It is undisputed that the debt of Ushka to Hurwitz, represented by the judgment note of the former to the latter, and afterwards, by the judgment entered on it, was a provable debt in the Ushka bankruptcy proceedings.

It had no peculiar or special relation to, or connection with, the demand that was at the foundation of the judgment Ushka obtained against Hurwitz in the action or replevin, which entitled the latter to set it up as a payment or a credit, or in any other way to reduce that demand whensoever it might be asserted against him. Although it was not scheduled in time for proof and allowance in the bankruptcy proceedings, Hurwitz had knowledge - of the proceedings in time to prove it. Therefore it is not one of the exceptional classes of debts mentioned in sec. 17 of the National Bankruptcy Act, but falls under the general provision, “A discharge in bankruptcy shall release a bankrupt from all his provable debts.” As correctly stated by the learned judge below, judgments are set against each other not by force of the statute of defalcation but by the inherent powers of the courts, immemorially exercised; being almost the only equitable jurisdiction originally appertaining to them as courts of law. Being a discretionary power the justice and propriety of its exercise, must be determined by the facts and circumstances of each particular case.
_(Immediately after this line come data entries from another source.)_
PR #12205, opened 2022-09-02
[jax2tf] Refactor top-level jax2tf.convert

gnecula:
There are several goals for this refactoring:
  * improve the readability of the code: more helper functions, move big
    nested functions to top-level make make it obvious what are the
    data dependencies
  * try to be more systematic about naming: JAX entities end with _jax
    and TF entities with _tf. This is helpful because in several cases
    one function has to operate with both kinds of entities.
  * the main goal is to enable fixing the experimental_native_lowering
    for pjit. For that (future) work, we want to pass JAX callables
    to _interpret_fun_jax, rather than linear_util.WrappedFun. This will
    allow us to use fewer JAX core internals, and rely more on AOT APIs.

### DIFF
--- a/jax/experimental/jax2tf/jax2tf.py
+++ b/jax/experimental/jax2tf/jax2tf.py
@@ -202,26 +202,26 @@ def inside_call_tf():
     _thread_local_state.inside_call_tf = prev
 
 @partial(api_util.api_hook, tag="jax2tf_convert")
-def convert(fun: Callable,
+def convert(fun_jax: Callable,
             *,
             polymorphic_shapes=None,
             with_gradient=True,
             enable_xla=True,
             experimental_native_lowering="default") -> Callable:
-  """Transforms `fun` to be executed by TensorFlow.
+  """Lowers `fun_jax` into a function that uses only TensorFlow ops.
 
   See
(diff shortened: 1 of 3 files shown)


gnecula:
@rxsang PTAL

jax/experimental/jax2tf/jax2tf.py
```diff
@@ -256,21 +256,20 @@ def convert(fun: Callable,
...
-      so the converter tries harder to use non-XLA TF ops to convert the
+      so the the lowering tries harder to use non-XLA TF ops to lower the
       function and aborts if this is not possible.
     experimental_native_lowering: DO NOT USE, for experimental purposes only.
       The value "default" defers to --jax2tf_default_experimental_native_lowering.
 
   Returns:
-    A version of `fun` that expects TfVals as arguments (or
+    A version of `fun_jax` that expects TfVals as arguments (or
     tuple/lists/dicts) thereof, and returns TfVals as outputs, and uses
```
marcvanzee, line 273:
```suggestion
    tuple/lists/dicts thereof), and returns TfVals as outputs, and uses
```

marcvanzee (approved):
Nice, very useful to explicitly name variables to either _jax or _tf.

rxsang (approved):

None of the authorities cited by appellant’s counsel go to the full extent that is required in order to hold that the judgment in favor of Hurwitz survived Ushka’s discharge in bankruptcy for purposes of set-off in the exercise of this equitable jurisdiction, and we agree with the learned judge below that the proposition is not sustainable on principle.

The order is affirmed at the costs of the appellant.